Scan the records for the string "child" and copy every line that holds it.

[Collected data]
====================

PR #602, opened 2021-08-07
Refactor the OneLogin::RubySaml::Metadata class

### LINKED ISSUE #433: enable additional SP metadata
My idp requires me to add additional fields (e.g. Organization, ContactPerson, ...) to my metadata before I can register my SP with them.

Is there a way to add these to the generated metadata?

johnnyshields:
Fixes #433

- Refactor the OneLogin::RubySaml::Metadata class so it is easier to extend by breaking it into a series of smaller methods.
- Also adds the #add_extras convenience method which is empty but can be extended.
- No change to behavior or to public method surface area.

Example of extending the class:

```ruby
  class MyMetadata < OneLogin::RubySaml::Metadata
    def add_extras(root, _settings)
      org = root.add_element("md:Organization")
      org.add_element("md:OrganizationName", 'xml:lang' => "en-US").text = 'ACME Inc.'
      org.add_element("md:OrganizationDisplayName", 'xml:lang' => "en-US").text = 'ACME'
      org.add_element("md:OrganizationURL", 'xml:lang' => "en-US").text = 'https://www.acme.com'

      cp = root.add_element("md:ContactPerson", 'contactType' => 'technical')
      cp.add_element("md:GivenName").text = 'ACME SAML Team'
      cp.add_element("md:EmailAddress").text = 'saml@acme.com'
    end
  end
```

### DIFF
--- a/lib/onelogin/ruby-saml/metadata.rb
+++ b/lib/onelogin/ruby-saml/metadata.rb
@@ -21,21 +21,50 @@ module OneLogin
       #
       def generate(settings, pretty_print=false, valid_until=nil, cache_duration=nil)
         meta_doc = XMLSecurity::Document.new
+        add_xml_declaration(meta_doc)
+        root = add_root_element(meta_doc, settings, valid_until, cache_duration)
+        sp_sso = add_sp_sso_element(root, settings)
+        add_sp_certificates(sp_sso, settings)
+        add_sp_service_elements(sp_sso, settings)
+        add_extras(root, settings)
+        embed_signature(meta_doc, settings)
+        output_xml(meta_doc, pretty_print)
+      end
+
+      protected
+
+      def add_xml_declaration(meta_doc)
+        meta_doc << REXML::XMLDecl.new('1.0', 'UTF-8')
+      end
+
+      def add_root_element(meta_doc, settings, valid_until, cache_duration)
         namespaces = {
             "xmlns:md" => "urn:oasis:names:tc:SAML:2.0:metadata"
         }
+
         if settings.attribute_consuming_service.configured?
           namespaces["xmlns:saml"] = "urn:oasis:names:tc:SAML:2.0:assertion"
         end
-        root = meta_doc.add_element "md:EntityDescriptor", namespaces
-        sp_sso = root.add_element "md:SPSSODescriptor", {
+
+        root = meta_doc.add_element("md:EntityDescriptor", namespaces)
+        root.attributes["ID"] = OneLogin::RubySaml::Utils.uuid
+        root.attributes["entityID"] = settings.sp_entity_id if settings.sp_entity_id
+        root.attributes["validUntil"] = valid_until.strftime('%Y-%m-%dT%H:%M:%S%z') if valid_until
+        root.attributes["cacheDuration"] = "PT" + cache_duration.to_s + "S" if cache_duration
+        root
+      end
+
+      def add_sp_sso_element(root, settings)
+        root.add_element "md:SPSSODescriptor", {
             "protocolSupportEnumeration" => "urn:oasis:names:tc:SAML:2.0:protocol",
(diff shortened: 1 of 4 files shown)


lib/onelogin/ruby-saml/metadata.rb
```diff
@@ -117,23 +142,33 @@ def generate(settings, pretty_print=false, valid_until=nil, cache_duration=nil)
...
+      def add_extras(root, _settings)
+        root
+      end
+
+      def embed_signature(meta_doc, settings)
+        return unless settings.security[:metadata_signed] && settings.private_key && settings.certificate
+
+        private_key = settings.get_sp_key
+        cert = settings.get_sp_cert
+        meta_doc.sign_document(private_key, cert, settings.security[:signature_method], settings.security[:digest_method])
```
pitbulk, line 158: meta_doc.sign_document(settings.get_sp_key, settings.get_sp_cert, settings.security[:signature_method], settings.security[:digest_method])

lib/xml_security.rb
```diff
@@ -161,10 +161,10 @@ def sign_document(private_key, certificate, signature_method = RSA_SHA1, digest_
       # add the signature
       issuer_element = self.elements["//saml:Issuer"]
       if issuer_element
-        self.root.insert_after issuer_element, signature_element
+        self.root.insert_after(issuer_element, signature_element)
       else
-        if sp_sso_descriptor = self.elements["/md:EntityDescriptor"]
-          self.root.insert_before sp_sso_descriptor, signature_element
+        if sp_sso_descriptor = self.elements["/md:EntityDescriptor/md:SPSSODescriptor"]
+          self.root.insert_before(sp_sso_descriptor, signature_element)
```
johnnyshields, line 167: @pitbulk the code as I have it here is correct with what you are saying. `self.root` is `EntityDescriptor`, so `self.root.insert_before(sp_sso_descriptor, ...)` means "Insert with `EntityDescriptor` as parent, as a sibling immediately before `md:SPSSODescriptor`)

lib/onelogin/ruby-saml/metadata.rb
johnnyshields: Done. Note the first line is `unless` not `if`, but otherwise exactly as you said.

lib/xml_security.rb
pitbulk: Ok, in case of md:EntitiesDescriptor Signature needs to be added as first child which is covered later... I think you are right.... maybe we could add a unittest to verify where the signature is added on the different scenarios to assure it is not break in the future. Rather than that the PR seems ok, I just had a minus comment about a refactor. Good job.

johnnyshields: In that case we should force it to always insert explicitly as the first child of `md:EntitiesDescriptor`. The way the code is now, it "happens to work" because `md:SPSSODescriptor` happens to be the first child. But if one's subclass were to do some crazypants custom modification of the xml in the `add_extras` method, this might no longer be the case.

johnnyshields: I'm not an expert in REXML so I'll have to check the right way to do this. If you know please let me know :)

lib/onelogin/ruby-saml/metadata.rb
pitbulk: you are right ;)

lib/xml_security.rb
pitbulk: Not an REXML expert neither ;)

johnnyshields: Unit test added and ready for final review. Note that unit test includes `validate_xml!` which catches most of errors. In a separate PR we should consider to have the Metadata class itself do the XSD validation, since we're now allowing users to add custom elements and the validation is quite strict.

johnnyshields:
@pitbulk good to merge?

pitbulk (approved):

pitbulk (approved):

====================

Solved problem:
pitbulk: Ok, in case of md:EntitiesDescriptor Signature needs to be added as first child which is covered later... I think you are right.... maybe we could add a unittest to verify where the signature is added on the different scenarios to assure it is not break in the future. Rather than that the PR seems ok, I just had a minus comment about a refactor. Good job.
johnnyshields: In that case we should force it to always insert explicitly as the first child of `md:EntitiesDescriptor`. The way the code is now, it "happens to work" because `md:SPSSODescriptor` happens to be the first child. But if one's subclass were to do some crazypants custom modification of the xml in the `add_extras` method, this might no longer be the case.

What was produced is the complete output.